• DESCRIPTION OF THE TASK:
If a line of the records holds the word "operations", copy it out.
*** MATERIAL TO PROCESS ***
Issue #138, opened 2024-11-07
refactor bartiq to use single symbol for expressing `pow` method


mstechly:
Currently in Bartiq we allow to express `pow` function as both `^` and `**`. 
This is problematic since:
- `^` in Python is a XOR operator, 
- an expression including one symbol could be later serialized and the symbol might turn into a different one, which could be confusing.

After [some discussion with @dexter2206](https://github.com/PsiQ/qref/pull/124#discussion_r1830899552), we think that using `**` would be better than `^`.

PR #187, opened 2025-04-20
Refactoring pow operations

jyotiraj-code:
## Description

Fixing #138 

- Context: Discussion to refactor Bartiq to represent `pow` operations with `**` instead of `^` in [Here](https://github.com/PsiQ/qref/pull/124#discussion_r1830899552)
*** End of MATERIAL TO PROCESS ***
• ANSWER TO THE EXERCISE:
Refactoring pow operations
- Context: Discussion to refactor Bartiq to represent `pow` operations with `**` instead of `^` in [Here](https://github.com/PsiQ/qref/pull/124#discussion_r1830899552)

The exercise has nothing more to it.